#### [Work item]
Using the line that has "tompre: We need" as the starting point, print each line to the end of the material below word for word. Add no other lines.

═══ Records for this task ═══

PR #664, opened 2026-08-10
fix(connection): wait for the real LeConnectionUpdateComplete status

renkenono:
Previously, `Connection::update_connection_params()` was not awaiting for the LL procedure's outcome, which in cases where `UNSUPPORTED_REMOTE_FEATURE` was returned, the connection would timeout within 1-17 seconds in practice (* See Testing). This is because `trouble` does not detect the latter and therefore does not perform the L2CAP fallback logic. BlueZ parameters are probably too strict for the peripheral I am using.

With this change, the L2CAP fallback would happen and BlueZ would end up respecting it eliminating `Connection Timeout` incidents.

### Testing

- Peripheral: ESP32-C6 running `esp-hal` a patched variant of version 1.1.0.
- Central: GNU/Linux `6.17.0-124040-tuxedo #40~24.04.1tux1`, BlueZ 5.72, with a MediaTek MT7921/MT922 (`mt7921e`) onboard Bluetooth controller which returns `Unsupported Remote Feature` for the LL procedure.

Caveat: this PR is based on `main` which bumped `bt-hci` to 0.9. Since `esp-hal` doesn't support that version yet, I backported my fix to an older version and validated my changes against that instead. It would be nice if `trouble` and `esp-hal` play nicely to simplify the integration of `bt-hci` updates.

### DIFF
--- a/host/src/channel_manager.rs
+++ b/host/src/channel_manager.rs
@@ -722,10 +722,14 @@ impl<'d, P: PacketPool> ChannelManager<'d, P> {
                 }
                 L2capSignalCode::CONN_PARAM_UPDATE_RES => {
                     let res = ConnParamUpdateRes::from_hci_bytes_complete(signal_data)?;
-                    debug!(
-                        "[l2cap][conn = {:?}] connection param update response: {}",
-                        conn, res.result,
-                    );
+                    if res.result == 0 {
+                        debug!("[l2cap][conn = {:?}] connection param update accepted", conn);
+                    } else {
+                        warn!(
+                            "[l2cap][conn = {:?}] connection param update rejected result={}",
+                            conn, res.result
+                        );
+                    }
                     Ok(())
                 }
                 _ => {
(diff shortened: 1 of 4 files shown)


lulf:
I acknowledge the problem, but I don't think this is the right fix. It is not the intention for these methods to wait for the events, as those are instead exposed out to the application using the connection events. 

Instead, I think maybe a fix could be to use the https://www.bluetooth.com/wp-content/uploads/Files/Specification/HTML/Core-54/out/en/host-controller-interface/host-controller-interface-functional-specification.html#UUID-5cef6d01-c629-c784-03a5-490eb9b0408e in the case where the role is a peripheral, to perform an l2cap fallback before issuing the command.

renkenono:
Understood, yeah, I'm not too familiar with the protocol which is why I went for the straightforward solution that was visible from reading the code alone. I'll have to check how can I do that using the `stack` variable inside the `update_connection_params` method then it should be relatively more straightforward. Perhaps you have other pointers on how to implement this? Do we already have a copy of the remote features somewhere? Should we cache it or request it on demand?

lulf:
Try importing and using the LeReadRemoteFeatures command from bt-hci https://github.com/embassy-rs/bt-hci/blob/main/bt-hci/src/cmd/le.rs#L232 - I think start with request on demand, let's see how that performs first.

PR #665, opened 2026-08-14
Put necessary extra gating, make sure `peripheral` does not drag the multirole SDC lib

ivmarkov:
Background:
Matter Accessories need only the Peripheral role, and can get away with legacy advertising.
This means, I can link-in the much smaller `libsoftdevice_controller_peripheral.a` (which is the Peripheral one and which does NOT contain extended advertising) rather than pulling the Multirole one - which - besides peripheral + central also contains the ext adv code).

I think that was the case anyway before Extended Advertising came to be recently, i.e. this is a flash size regression.

What the PR introduces:
- A new `extended-advertising` feature, so that `peripheral` means the much slimmer (in terms of Flash) Peripheral + Legacy-only advertising
- A bunch of gates, not just for the new `extended-advertising` feature, but also for other features, where those were genuinely necessary, but missing. Perhaps after the last runner rewrite?

**NOTE:** Asked Fable to code it. Can't say I know "every single line of it", but I'm pretty sure I grasp the "why" and "how" in details.

Caught by a regression in `rs-matter-embassy` [where the new `trouble` introduced ~ 20K+ flash bloat](https://github.com/sysgrok/rs-matter-embassy/pull/67#issuecomment-4980719863). Look at the `nrf52_light_thread` line.


lulf (approved):
Thanks!

PR #669, opened 2026-08-17
Gate LE Connection Update and LE Enable Encryption by controller support

HaoboGu:
and add an extra cfg to gate the central only code

### DIFF
--- a/host/Cargo.toml
+++ b/host/Cargo.toml
@@ -101,7 +101,7 @@ default-packet-pool = []
 # Optimization where l2cap SDU reassembly saves some buffer copy.
 l2cap-sdu-reassembly-optimization = []
 
-# Support connection parameter update procedure
+# Enable Connection Parameters Request procedure ([Vol 6] Part B, Section 5.1.7) support.
 connection-params-update = []
 
 # Allow L2CAP SPSU values that are reserved for future use
--- a/host/src/connection.rs
+++ b/host/src/connection.rs
@@ -328,6 +328,10 @@ impl ConnectionParamsRequest {
     /// Accept the connection parameters update request.
     ///
     /// If `params` is `None`, use the parameters requested by the peer.
+    ///
+    /// Applying the parameters takes `HCI_LE_Connection_Update`, and only a Central
+    /// ever receives this request, so this needs the `central` feature.
+    #[cfg(feature = "central")]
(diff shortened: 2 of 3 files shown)


lulf (commented):
I'm not a fan of having multiple APIs for this, but maybe in the cases where you want to make sure it always works , we can expose this.

Perhaps we should name them better to make it clearer which is which and what they do?

HaoboGu:
Yeah I agree. An alternative is to use `connection-params-update` as the feature gate to use LE_Connection_Update for peripherals.

This is a breaking change because for peripherals, the default behavior fallbacks to use L2CAP signaling unless the `update_connection_params` is specified:


```diff

    /// Update connection parameters for this connection.
    pub async fn update_connection_params<T>(
        &self,
        stack: &Stack<'_, T, P>,
        params: &RequestedConnParams,
    ) -> Result<(), BleHostError<T::Error>>
    where
        T: ControllerCmdAsync<LeConnUpdate> + ControllerCmdSync<LeReadLocalSupportedFeatures>,
    {
        let handle = self.handle();
+        #[cfg(any(feature = "central", feature = "connection-params-update"))]
+        {
            // First, check the local supported features to ensure that the connection update is supported.
            let features = stack.host().command(LeReadLocalSupportedFeatures::new()).await?;
            if features.supports_conn_parameters_request_procedure() || self.role() == LeConnRole::Central {
                match stack.host().async_command(into_le_conn_update(handle, params)).await {
                    Ok(_) => return Ok(()),
                    Err(BleHostError::BleHost(crate::Error::Hci(bt_hci::param::Error::UNKNOWN_CONN_IDENTIFIER))) => {
                        return Err(crate::Error::Disconnected.into());
                    }
                    Err(BleHostError::BleHost(crate::Error::Hci(bt_hci::param::Error::UNSUPPORTED_REMOTE_FEATURE))) => {
                        // We tried to send the request as a periperhal but the remote central does not support procedure.
                        // Use the L2CAP signaling method below instead.
                        // This code path should never be reached when acting as a central. If a bugged controller implementation
                        // returns this error code we transmit an invalid L2CAP signal which then is rejected by the remote.
                    }
                    Err(e) => return Err(e),
                }
            }
+        }
```

HaoboGu:
Updated the code

lulf (approved):
Agreed with using feature gating instead 👍

PR #674, opened 2026-08-22
Handle LE Subrate Change event, enable corresponding bits in the LE event mask

HaoboGu:


HaoboGu:
It's ready

tompre:
@HaoboGu You are so fast, man!
I wanted to prepare a pull request as well.

I combined it with the faster connections interval feature flag to make connection rate request work and merged connection params to reflect all interval settings at the same time. Your approach might be cleaner though, as it does not change the api as much.
I added a example for both features, including peripheral requests.

However I based it on the [pull request](https://github.com/embassy-rs/bt-hci/pull/101) for bt-hci, to get type safe host feature flags, but it might be better to merge this now without it.

Feel free to pick the example or the other changes. I'm not free for the next few weeks to work on this:
[tompre/trouble/tree/conn-(sub)-rate-example
](https://github.com/tompre/trouble/tree/conn-(sub)-rate-example
)

HaoboGu:
Yeah, this PR focuses on subrating. I added and removed the connection rate updated part because it's in 6.2 spec. I prefer to add it with a feature gate and in a separate PR. I'm very excited to know that you're working on the new SCI feature, I want it too! Hope to see your PR soon!

host/src/connection_manager.rs
```diff
@@ -1148,6 +1178,7 @@ pub struct ConnectionStorage<P> {
     pub role: LeConnRole,
     pub peer_identity: Identity,
     pub params: ConnParams,
+    pub subrating_params: Option<SubratingParams>,
```
lulf, line 1191: Should these fields also require cfg(feature = subrating) ?

HaoboGu: Yes, nice catch! I'll fix it soon

host/src/host.rs
```diff
@@ -1258,6 +1258,7 @@ impl<'d, C: Controller, P: PacketPool> Runner<'d, C, P> {
             + ControllerCmdSync<SetEventMask>
             + ControllerCmdSync<SetEventMaskPage2>
             + ControllerCmdSync<LeSetEventMask>
+            + ControllerCmdSync<LeSetHostFeature>
```
tompre: We need to feature gate this trait bound, as LeSetHostFeature is optional and might not be implemented by every controller.

tompre (commented):
I prepared a fix similar to the trait bound gating used for the security feature flag.
https://github.com/embassy-rs/trouble/commit/808b09e76905e6f35c592258af7272d02b28b03a

host/src/connection_manager.rs
HaoboGu: Applied subrating feature gate on all related code

host/src/host.rs
HaoboGu: Yes, I added a `SubratingCmds`, just like `SecurityCmds`

HaoboGu:
Added the feature gating. Only feature gate in `ConnectionEvent` is ignored, which is same as `ConnectionRateChanged`(BLE 6.2?)

lulf (approved):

═══

#### [Task answer]
tompre: We need to feature gate this trait bound, as LeSetHostFeature is optional and might not be implemented by every controller.

tompre (commented):
I prepared a fix similar to the trait bound gating used for the security feature flag.
https://github.com/embassy-rs/trouble/commit/808b09e76905e6f35c592258af7272d02b28b03a

host/src/connection_manager.rs
HaoboGu: Applied subrating feature gate on all related code

host/src/host.rs
HaoboGu: Yes, I added a `SubratingCmds`, just like `SecurityCmds`

HaoboGu:
Added the feature gating. Only feature gate in `ConnectionEvent` is ignored, which is same as `ConnectionRateChanged`(BLE 6.2?)

lulf (approved):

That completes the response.